### PROMPT
Whatever the listing holds, output it without alteration.

### SUPPLIED INFORMATION
· · · · ·

Issue #1369, opened 2023-07-23
`DecryptError` in case of unknown certificate


thegreathir:
The `OpenSSL` is sending unknown CA alert without encryption. It's different from browsers that are sending every alert after handshake encrypted. When you are trying to connect to a `rustls`  server with a `OpenSSL` client without knowing the server's CA, `rustls` will produce `DecryptError` instead of `AlertReceived`.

· · · · ·

### FINISHED EXERCISE
Issue #1369, opened 2023-07-23
`DecryptError` in case of unknown certificate


thegreathir:
The `OpenSSL` is sending unknown CA alert without encryption. It's different from browsers that are sending every alert after handshake encrypted. When you are trying to connect to a `rustls`  server with a `OpenSSL` client without knowing the server's CA, `rustls` will produce `DecryptError` instead of `AlertReceived`.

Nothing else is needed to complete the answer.